Da série
BASTIDORES DO VAREJO, de Sergio Muller
Há um
comerciante libanês em Londrina-PR, conhecido por seus excelentes provérbios.
Um deles, inesquecível, diz que “alardeie o prejuízo, mesmo se estiver lucrando”.
É algo assim como chorar por fora e sorrir por dentro...

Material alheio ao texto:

PR #7431, opened 2026-01-15
feat: Backend Search APIs

yuhongsun96:
## Description
Add the send search query and getting search queries APIs

## How Has This Been Tested?
Tested locally, simple enough so did not add unit/integration tests

## Additional Options

---
## Summary by cubic
Introduces backend search APIs with optional SSE streaming to return search results in real time. Adds endpoints to run document search and fetch saved search history for authenticated users.

- **New Features**
  - POST /send-search-message with stream support:
    - stream=false returns SearchFullResponse.
    - stream=true returns SSE JSON lines (SearchQueriesPacket, SearchDocsPacket, SearchErrorPacket).
  - GET /search-history returns recent queries for the signed-in user.
  - New helpers: stream_search_query and gather_search_stream.
  - Persists executed queries to the DB for signed-in users.
  - New models: SendSearchQueryRequest, SearchFullResponse, SearchQueriesPacket, SearchDocsPacket, SearchErrorPacket, SearchQueryResponse, SearchHistoryResponse.
  - Query expansion and LLM doc selection are stubbed and return NotImplemented errors.

- **Migration**
  - Clients should call /send-search-message and set stream based on needs.
  - Replace any usage of DocumentSearchRequest/Response with SearchDoc-based results and the new packet formats.

<sup>Written for commit 7a2bfb7e025478f282fa96c5dcd6429f850cb8c0. Summary will update on new commits.</sup>

### DIFF
--- a/backend/ee/onyx/server/query_and_chat/search_backend.py
+++ b/backend/ee/onyx/server/query_and_chat/search_backend.py
@@ -146,7 +146,7 @@ def get_search_history(
             detail="filter_days must be greater than 0",
         )
 
-    # TODO remove this
+    # TODO(yuhong) remove this
     if user is None:
         # Return empty list for unauthenticated users
         return SearchHistoryResponse(search_queries=[])


backend/ee/onyx/server/query_and_chat/streaming_models.py
```diff
@@ -0,0 +1,20 @@
+from typing import Literal
+
+from pydantic import BaseModel
+
+from onyx.context.search.models import SearchDoc
+
+
+class SearchQueriesPacket(BaseModel):
+    type: Literal["search_queries"] = "search_queries"
+    all_executed_queries: list[str]
```
acaprau, line 13: do we wanna be able to mutate these packets in this file? i hope the answer is no bc that just makes things more complicated, if it is no let's make these frozen with `model_config = {"frozen": True}`

backend/ee/onyx/server/query_and_chat/search_backend.py
```diff
@@ -51,3 +61,51 @@ def search_flow_classification(
...
+        try:
+            packets = stream_search_query(request, user, db_session)
+            return gather_search_stream(packets)
+        except NotImplementedError as e:
+            return SearchFullResponse(
+                all_executed_queries=[],
+                search_docs=[],
+                error=str(e),
+            )
+        except Exception as e:
```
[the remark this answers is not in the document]
acaprau: wait no i dont think this was addressed, this path still will return a 200. id have to look at how @router.post("/send-search-message", response_model=None) works w.r.t. exceptions but we should prob be raising some fast api exception here with the desired code, or just reraise. the response object will contain a reason which clients can parse

backend/ee/onyx/server/query_and_chat/search_backend.py
```diff
@@ -51,3 +65,96 @@ def search_flow_classification(
...
+    """
+    logger.debug(f"Received search query: {request.search_query}")
+
+    # Non-streaming path
+    if not request.stream:
+        try:
+            packets = stream_search_query(request, user, db_session)
+            return gather_search_stream(packets)
+        except NotImplementedError as e:
+            return SearchFullResponse(
```
acaprau: this pattern seems strange, why would we not expect something to be implemented?

backend/ee/onyx/server/query_and_chat/search_backend.py
```diff
@@ -51,3 +65,96 @@ def search_flow_classification(
...
+@router.post("/send-search-message", response_model=None)
+def handle_send_search_message(
+    request: SendSearchQueryRequest,
+    user: User | None = Depends(current_user),
+    db_session: Session = Depends(get_session),
+) -> StreamingResponse | SearchFullResponse:
+    """
+    Execute a search query with optional streaming.
+
+    When stream=True: Returns StreamingResponse with SSE
```
acaprau, line 79: what is sse?

backend/ee/onyx/server/query_and_chat/search_backend.py
```diff
@@ -51,3 +65,96 @@ def search_flow_classification(
...
+    limit: int = 100,
+    filter_days: int | None = None,
+    user: User | None = Depends(current_user),
+    db_session: Session = Depends(get_session),
+) -> SearchHistoryResponse:
+    """
+    Fetch past search queries for the authenticated user.
+
+    Args:
+        limit: Maximum number of queries to return (default 10)
```
acaprau: looks like it's 100 in the code

backend/ee/onyx/server/query_and_chat/search_backend.py
```diff
@@ -51,3 +65,96 @@ def search_flow_classification(
...
+        filter_days: Only return queries from the last N days (optional)
+
+    Returns:
+        SearchHistoryResponse with list of search queries, ordered by most recent first.
+    """
+    # TODO remove this
```
acaprau:
```suggestion
    # TODO(yuhong) remove this
```
todos tend to disappear forever if a name isnt associated with it. makes it easy to search for your todos as well bc you just have to search for your name in the codebase

backend/ee/onyx/server/query_and_chat/search_backend.py
```diff
@@ -51,3 +65,96 @@ def search_flow_classification(
...
+    if user is None:
```
acaprau, line 150: why not return a 403? sorry i dont have context on who consumes this api but i imagine it's less clear for users if they click their history and it's just empty and they dont know why

backend/ee/onyx/server/query_and_chat/search_backend.py
```diff
@@ -51,3 +64,92 @@ def search_flow_classification(
...
+        # Return empty list for unauthenticated users
+        return SearchHistoryResponse(search_queries=[])
+
+    search_queries = fetch_search_queries_for_user(
```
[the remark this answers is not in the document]
acaprau: seems reasonable

backend/ee/onyx/server/query_and_chat/models.py
```diff
@@ -16,17 +17,38 @@ class StandardAnswerResponse(BaseModel):
...
+
+
+class SearchFullResponse(BaseModel):
+    all_executed_queries: list[str]
+    search_docs: list[SearchDoc]
+    # Reasoning tokens output by the LLM for the document selection
+    doc_selection_reasoning: str | None = None
+    # This a list of document ids that are in the search_docs list
+    llm_selected_doc_ids: list[str] | None = None
+    # Error message if the search failed partway through
```
acaprau, line 43: do we expect to get any valuable data if this happens. just quickly scanning `handle_send_search_message` i dont think it does? see comment below but seems like we might just wanna use regular http/rest semantics here and return some non 2xx with error message

backend/ee/onyx/search/process_search_query.py
```diff
@@ -0,0 +1,104 @@
...
+
+
+def stream_search_query(
+    request: SendSearchQueryRequest,
+    user: User | None,
+    db_session: Session,
+) -> Generator[SearchQueriesPacket | SearchDocsPacket | SearchErrorPacket, None, None]:
+    """
+    Core search function that yields streaming packets.
+    Used by both streaming and non-streaming endpoints.
```
acaprau, line 27: prob worth mentioning that the non streaming endpoint simply exhausts the generator, otherwise this comment is confusing to someone just looking at this file and not the other one

backend/ee/onyx/search/process_search_query.py
```diff
@@ -0,0 +1,104 @@
...
+    """
+    Aggregate all streaming packets into SearchFullResponse.
+    """
+    all_executed_queries: list[str] = []
+    search_docs: list[SearchDoc] = []
+    error: str | None = None
+
+    for packet in packets:
+        if isinstance(packet, SearchQueriesPacket):
+            all_executed_queries = packet.all_executed_queries
```
acaprau, line 92: this clobbers not appends. is that intended? same below

backend/ee/onyx/search/process_search_query.py
yuhongsun96: I'm not sure I follow

yuhongsun96: The nonstreaming one just gathers the packets, feels like this function is pretty straightforward

backend/ee/onyx/search/process_search_query.py
yuhongsun96: That's fine, probably this is preferable

backend/ee/onyx/server/query_and_chat/models.py
yuhongsun96: Intention is it can for example run search and pass, then exceptions when calling the LLM, and instead of failing the whole thing, we can give back at least the search docs. That gives more flexibility to the caller to handle the cases

backend/ee/onyx/server/query_and_chat/search_backend.py
yuhongsun96: server side events I believe

backend/ee/onyx/server/query_and_chat/search_backend.py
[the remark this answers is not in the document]
yuhongsun96: I'm pretty ok with a top level exception handling for these types of flows but if we prefer, we can just not catch any exceptions here outside the NotImplemented. The other exceptions aren't raised anyway so it's more just scaffolding for future extensions. But ya I think not catching is better

backend/ee/onyx/server/query_and_chat/search_backend.py
yuhongsun96: This is because Jessica is actively removing the "or None" to the user dependency. I'm just doing this so she doesn't need to refactor the underlying functions and database models. Otherwise the user foreign key would need to be nullable also and she'd need to handle that also.

backend/ee/onyx/server/query_and_chat/search_backend.py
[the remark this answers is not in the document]
yuhongsun96: tru

backend/ee/onyx/server/query_and_chat/streaming_models.py
yuhongsun96: solid point, making the change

De uma coisa eu tenho certeza, por
tudo que sei, por tudo que vejo e escuto. Com exceção da sua família, o
restante quer mais é que o seu sono perca a harmonia. É claro que felizes são
aqueles que têm sua roda de amigos e histórias para contar, mas também até aí é
bom conter exageros. Nada melhor nesta vida do que ter uma roda de amigos,
entre um cafezinho e outro, para falarmos da vida, mas nada custa se tivermos
cautela na exaltação às nossas conquistas. Nunca se esqueça de que o amigo que
está no seu grupo pode ser o amigo do seu inimigo. Além do mais, é sempre
prudente e sensato não alardear as vitórias com pompas porque será complicado
explicar as derrotas depois.
No
fundo, bem lá no fundo, de qualquer um de nós, sempre existirá um pequeno
demônio que mexerá com o nosso ego quando soubermos do sucesso do outro. De um
jeito meio que hipócrita, sempre mostramos felicidade quando ouvimos das
riquezas dos nossos amigos. E por outro lado, aquele que está nos contando tem
a intenção principal, além de gabar-se, de nos remeter para baixo. Então só nos
resta, como ouvintes, louvarmos as glórias do outro. Mais tarde, pensamos,
arranjaremos uma forma de lhe provocar também a inveja, mas nunca esqueçamos
que a glória, assim como a liderança, é efêmera.
Portanto, exalte e glorifique o outro
ao exagero, mas não se descuide da retaguarda enquanto estiver sendo
glorificado. Aproveite, mas mantenha o equilíbrio, pois o encantamento é o
grande inimigo dos empresários vaidosos. A sua ostentação causa certa inveja
nos concorrentes, mas, ao mesmo tempo, os faz trabalhar mais para ter o que
você tem. Por outro lado, se você tem sucesso e conserva cautela em mostrar,
não os tira da letargia e nem lhes provoca o desejo de alterar os seus ritmos.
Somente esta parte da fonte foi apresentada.